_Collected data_
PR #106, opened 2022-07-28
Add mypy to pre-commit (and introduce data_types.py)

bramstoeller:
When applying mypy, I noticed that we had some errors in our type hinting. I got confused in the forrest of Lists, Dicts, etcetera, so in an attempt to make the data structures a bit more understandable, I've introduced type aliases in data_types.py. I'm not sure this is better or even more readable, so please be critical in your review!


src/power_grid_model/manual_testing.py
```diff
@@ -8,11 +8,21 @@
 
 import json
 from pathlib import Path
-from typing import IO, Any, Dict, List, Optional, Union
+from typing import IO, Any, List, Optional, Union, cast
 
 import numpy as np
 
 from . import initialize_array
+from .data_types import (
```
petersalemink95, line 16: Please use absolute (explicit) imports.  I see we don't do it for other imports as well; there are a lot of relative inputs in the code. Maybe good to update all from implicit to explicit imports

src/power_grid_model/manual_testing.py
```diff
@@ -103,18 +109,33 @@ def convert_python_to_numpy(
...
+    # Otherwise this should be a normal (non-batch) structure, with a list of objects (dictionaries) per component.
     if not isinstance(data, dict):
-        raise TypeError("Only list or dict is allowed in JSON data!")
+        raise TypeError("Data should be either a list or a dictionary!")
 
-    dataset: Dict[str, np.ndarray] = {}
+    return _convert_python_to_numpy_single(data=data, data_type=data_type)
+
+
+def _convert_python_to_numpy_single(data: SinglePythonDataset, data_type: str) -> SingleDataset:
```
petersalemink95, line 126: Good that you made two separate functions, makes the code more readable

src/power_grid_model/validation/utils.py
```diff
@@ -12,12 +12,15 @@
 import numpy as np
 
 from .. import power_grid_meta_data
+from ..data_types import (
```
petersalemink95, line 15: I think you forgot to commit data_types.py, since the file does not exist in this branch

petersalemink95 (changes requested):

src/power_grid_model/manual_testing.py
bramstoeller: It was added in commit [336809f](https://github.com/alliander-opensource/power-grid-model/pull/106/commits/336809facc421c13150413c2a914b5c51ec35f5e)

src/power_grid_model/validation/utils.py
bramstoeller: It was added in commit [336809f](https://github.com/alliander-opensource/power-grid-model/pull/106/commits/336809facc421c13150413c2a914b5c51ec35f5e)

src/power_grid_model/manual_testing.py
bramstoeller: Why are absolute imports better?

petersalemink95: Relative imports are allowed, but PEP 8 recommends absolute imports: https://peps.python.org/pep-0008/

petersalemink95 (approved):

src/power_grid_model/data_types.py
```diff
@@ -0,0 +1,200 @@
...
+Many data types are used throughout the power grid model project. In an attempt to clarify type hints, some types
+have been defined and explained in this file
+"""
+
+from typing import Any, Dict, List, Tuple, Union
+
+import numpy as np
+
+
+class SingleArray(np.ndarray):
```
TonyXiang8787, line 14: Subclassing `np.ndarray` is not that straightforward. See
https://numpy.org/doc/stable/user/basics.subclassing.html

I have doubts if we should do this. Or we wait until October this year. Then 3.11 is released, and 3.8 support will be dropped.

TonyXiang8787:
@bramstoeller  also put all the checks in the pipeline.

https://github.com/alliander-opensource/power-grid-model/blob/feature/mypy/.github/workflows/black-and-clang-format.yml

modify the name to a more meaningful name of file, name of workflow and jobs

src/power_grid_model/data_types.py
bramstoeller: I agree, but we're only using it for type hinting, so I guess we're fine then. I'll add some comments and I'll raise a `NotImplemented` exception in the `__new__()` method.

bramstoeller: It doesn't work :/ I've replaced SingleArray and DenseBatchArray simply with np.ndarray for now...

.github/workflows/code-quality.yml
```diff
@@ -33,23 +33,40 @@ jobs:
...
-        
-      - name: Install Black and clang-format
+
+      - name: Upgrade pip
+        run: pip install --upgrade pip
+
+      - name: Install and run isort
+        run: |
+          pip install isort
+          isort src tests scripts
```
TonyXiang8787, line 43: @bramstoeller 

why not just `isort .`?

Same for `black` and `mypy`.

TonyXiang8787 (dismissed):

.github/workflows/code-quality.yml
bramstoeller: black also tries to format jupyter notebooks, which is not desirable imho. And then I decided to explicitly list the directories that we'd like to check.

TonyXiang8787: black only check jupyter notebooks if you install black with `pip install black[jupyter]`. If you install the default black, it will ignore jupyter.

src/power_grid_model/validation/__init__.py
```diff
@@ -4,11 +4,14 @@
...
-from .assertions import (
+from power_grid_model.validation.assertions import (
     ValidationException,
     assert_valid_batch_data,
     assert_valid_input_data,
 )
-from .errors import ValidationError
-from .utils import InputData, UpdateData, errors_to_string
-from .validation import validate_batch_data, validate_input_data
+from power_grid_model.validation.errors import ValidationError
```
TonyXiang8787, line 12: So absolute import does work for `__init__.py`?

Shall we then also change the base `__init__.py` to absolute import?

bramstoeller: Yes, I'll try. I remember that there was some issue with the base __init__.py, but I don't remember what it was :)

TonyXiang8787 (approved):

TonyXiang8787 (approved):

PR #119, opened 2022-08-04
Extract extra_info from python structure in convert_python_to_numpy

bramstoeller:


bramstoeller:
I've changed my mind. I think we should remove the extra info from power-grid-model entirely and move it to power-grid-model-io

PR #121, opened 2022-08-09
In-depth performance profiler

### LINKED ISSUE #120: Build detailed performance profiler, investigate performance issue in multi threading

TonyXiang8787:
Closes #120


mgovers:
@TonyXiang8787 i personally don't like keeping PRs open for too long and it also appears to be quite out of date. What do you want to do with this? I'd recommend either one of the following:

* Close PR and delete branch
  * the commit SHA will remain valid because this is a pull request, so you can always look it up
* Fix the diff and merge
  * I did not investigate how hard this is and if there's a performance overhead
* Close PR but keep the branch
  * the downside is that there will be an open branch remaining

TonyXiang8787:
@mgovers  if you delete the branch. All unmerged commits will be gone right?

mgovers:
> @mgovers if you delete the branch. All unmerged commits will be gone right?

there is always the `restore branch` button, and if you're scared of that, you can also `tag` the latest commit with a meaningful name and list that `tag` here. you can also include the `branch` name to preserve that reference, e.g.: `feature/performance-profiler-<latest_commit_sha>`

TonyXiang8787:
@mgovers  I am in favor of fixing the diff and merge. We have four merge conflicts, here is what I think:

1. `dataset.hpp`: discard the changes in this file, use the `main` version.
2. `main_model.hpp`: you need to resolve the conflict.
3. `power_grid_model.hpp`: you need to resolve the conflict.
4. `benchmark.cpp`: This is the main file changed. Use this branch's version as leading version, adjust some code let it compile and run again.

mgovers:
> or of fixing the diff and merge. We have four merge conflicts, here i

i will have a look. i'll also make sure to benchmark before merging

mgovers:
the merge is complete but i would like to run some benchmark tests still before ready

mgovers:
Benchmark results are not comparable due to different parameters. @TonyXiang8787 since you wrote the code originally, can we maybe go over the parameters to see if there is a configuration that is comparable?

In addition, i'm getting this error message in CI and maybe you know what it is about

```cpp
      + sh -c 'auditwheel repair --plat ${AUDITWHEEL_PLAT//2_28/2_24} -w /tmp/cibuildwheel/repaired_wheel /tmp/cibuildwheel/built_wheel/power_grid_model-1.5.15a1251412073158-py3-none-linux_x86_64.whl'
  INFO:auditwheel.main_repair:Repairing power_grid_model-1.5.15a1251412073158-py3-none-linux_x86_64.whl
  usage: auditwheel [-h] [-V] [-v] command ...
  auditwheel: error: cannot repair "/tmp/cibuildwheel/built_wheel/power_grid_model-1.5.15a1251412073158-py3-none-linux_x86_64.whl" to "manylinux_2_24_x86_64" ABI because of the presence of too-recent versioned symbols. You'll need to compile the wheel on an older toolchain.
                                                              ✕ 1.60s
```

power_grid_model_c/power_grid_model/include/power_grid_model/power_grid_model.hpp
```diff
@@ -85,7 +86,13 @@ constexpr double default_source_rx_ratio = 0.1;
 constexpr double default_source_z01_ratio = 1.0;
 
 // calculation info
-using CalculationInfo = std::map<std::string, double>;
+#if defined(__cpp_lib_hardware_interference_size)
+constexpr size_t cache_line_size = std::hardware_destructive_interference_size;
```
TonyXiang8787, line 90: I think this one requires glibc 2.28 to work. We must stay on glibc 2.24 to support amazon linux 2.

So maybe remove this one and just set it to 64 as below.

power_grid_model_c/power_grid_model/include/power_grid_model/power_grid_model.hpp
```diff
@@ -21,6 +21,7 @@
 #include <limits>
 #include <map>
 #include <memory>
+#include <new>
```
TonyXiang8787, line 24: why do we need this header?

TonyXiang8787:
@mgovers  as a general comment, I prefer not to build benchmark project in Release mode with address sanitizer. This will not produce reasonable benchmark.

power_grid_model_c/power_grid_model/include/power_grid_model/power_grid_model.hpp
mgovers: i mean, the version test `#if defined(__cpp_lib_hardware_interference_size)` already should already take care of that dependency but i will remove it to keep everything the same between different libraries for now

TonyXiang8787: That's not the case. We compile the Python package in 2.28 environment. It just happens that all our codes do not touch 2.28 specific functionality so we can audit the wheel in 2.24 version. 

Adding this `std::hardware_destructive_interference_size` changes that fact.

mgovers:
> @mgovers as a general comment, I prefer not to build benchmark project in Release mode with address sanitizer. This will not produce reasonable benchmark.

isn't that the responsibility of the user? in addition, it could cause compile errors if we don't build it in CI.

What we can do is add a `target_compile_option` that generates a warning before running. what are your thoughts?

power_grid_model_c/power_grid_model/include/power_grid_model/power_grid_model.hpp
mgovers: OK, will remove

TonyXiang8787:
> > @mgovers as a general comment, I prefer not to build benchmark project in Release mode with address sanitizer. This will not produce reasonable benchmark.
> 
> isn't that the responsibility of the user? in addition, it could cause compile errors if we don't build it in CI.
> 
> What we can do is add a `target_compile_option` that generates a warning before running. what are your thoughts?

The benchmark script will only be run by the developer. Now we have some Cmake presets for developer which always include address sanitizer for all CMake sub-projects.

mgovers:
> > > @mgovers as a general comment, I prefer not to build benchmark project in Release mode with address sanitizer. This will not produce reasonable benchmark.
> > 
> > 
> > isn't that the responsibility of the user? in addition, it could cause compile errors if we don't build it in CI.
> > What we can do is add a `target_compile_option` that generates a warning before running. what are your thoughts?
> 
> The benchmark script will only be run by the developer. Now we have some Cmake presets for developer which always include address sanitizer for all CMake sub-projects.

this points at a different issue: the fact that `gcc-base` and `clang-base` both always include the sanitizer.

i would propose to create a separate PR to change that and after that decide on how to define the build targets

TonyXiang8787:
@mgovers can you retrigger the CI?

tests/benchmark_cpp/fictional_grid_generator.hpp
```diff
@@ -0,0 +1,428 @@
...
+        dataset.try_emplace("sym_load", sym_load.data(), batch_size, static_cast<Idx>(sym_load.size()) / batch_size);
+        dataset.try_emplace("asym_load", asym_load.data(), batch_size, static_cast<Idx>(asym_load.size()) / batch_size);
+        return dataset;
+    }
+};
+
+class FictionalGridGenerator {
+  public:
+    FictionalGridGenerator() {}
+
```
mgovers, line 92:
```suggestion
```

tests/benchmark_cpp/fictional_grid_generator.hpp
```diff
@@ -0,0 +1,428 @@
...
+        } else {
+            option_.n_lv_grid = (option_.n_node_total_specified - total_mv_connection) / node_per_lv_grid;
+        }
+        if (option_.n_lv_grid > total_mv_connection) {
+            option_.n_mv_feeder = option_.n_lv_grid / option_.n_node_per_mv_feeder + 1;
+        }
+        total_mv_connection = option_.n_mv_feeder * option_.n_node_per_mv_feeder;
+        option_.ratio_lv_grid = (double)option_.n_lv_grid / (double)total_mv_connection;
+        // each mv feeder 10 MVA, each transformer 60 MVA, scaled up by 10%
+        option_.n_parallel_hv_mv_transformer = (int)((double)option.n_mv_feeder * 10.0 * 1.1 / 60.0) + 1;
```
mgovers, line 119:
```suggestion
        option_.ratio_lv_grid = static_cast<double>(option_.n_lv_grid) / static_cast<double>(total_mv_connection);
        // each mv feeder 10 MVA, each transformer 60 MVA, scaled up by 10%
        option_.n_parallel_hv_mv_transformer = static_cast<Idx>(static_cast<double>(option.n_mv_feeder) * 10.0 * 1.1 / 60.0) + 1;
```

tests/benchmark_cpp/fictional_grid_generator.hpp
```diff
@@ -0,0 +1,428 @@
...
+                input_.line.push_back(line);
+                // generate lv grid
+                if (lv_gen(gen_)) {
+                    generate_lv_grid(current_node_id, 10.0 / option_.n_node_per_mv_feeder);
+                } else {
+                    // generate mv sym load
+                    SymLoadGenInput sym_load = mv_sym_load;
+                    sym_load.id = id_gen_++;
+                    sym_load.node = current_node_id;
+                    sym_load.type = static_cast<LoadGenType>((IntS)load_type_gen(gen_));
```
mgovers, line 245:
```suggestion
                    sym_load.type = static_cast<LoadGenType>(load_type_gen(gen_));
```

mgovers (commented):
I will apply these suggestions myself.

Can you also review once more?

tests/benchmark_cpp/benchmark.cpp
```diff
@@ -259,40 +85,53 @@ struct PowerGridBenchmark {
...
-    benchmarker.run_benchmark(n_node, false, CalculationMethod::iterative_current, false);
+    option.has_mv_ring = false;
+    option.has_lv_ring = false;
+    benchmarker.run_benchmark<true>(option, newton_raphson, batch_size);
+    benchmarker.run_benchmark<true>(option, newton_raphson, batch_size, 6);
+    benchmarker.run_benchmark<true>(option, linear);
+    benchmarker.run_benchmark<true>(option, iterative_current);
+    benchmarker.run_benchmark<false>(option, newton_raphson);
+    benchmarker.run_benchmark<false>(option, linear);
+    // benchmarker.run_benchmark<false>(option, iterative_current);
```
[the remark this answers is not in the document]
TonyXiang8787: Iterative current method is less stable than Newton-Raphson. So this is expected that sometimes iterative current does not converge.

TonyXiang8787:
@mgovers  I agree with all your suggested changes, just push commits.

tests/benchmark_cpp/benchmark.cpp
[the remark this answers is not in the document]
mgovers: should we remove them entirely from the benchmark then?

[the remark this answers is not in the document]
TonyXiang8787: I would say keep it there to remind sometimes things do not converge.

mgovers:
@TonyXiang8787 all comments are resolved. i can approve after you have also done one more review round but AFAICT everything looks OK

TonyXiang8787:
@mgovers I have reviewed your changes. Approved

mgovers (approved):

_Instructions to follow_
Whenever the string "readable" turns up in a line above, copy that line out.

_Response_
When applying mypy, I noticed that we had some errors in our type hinting. I got confused in the forrest of Lists, Dicts, etcetera, so in an attempt to make the data structures a bit more understandable, I've introduced type aliases in data_types.py. I'm not sure this is better or even more readable, so please be critical in your review!
petersalemink95, line 126: Good that you made two separate functions, makes the code more readable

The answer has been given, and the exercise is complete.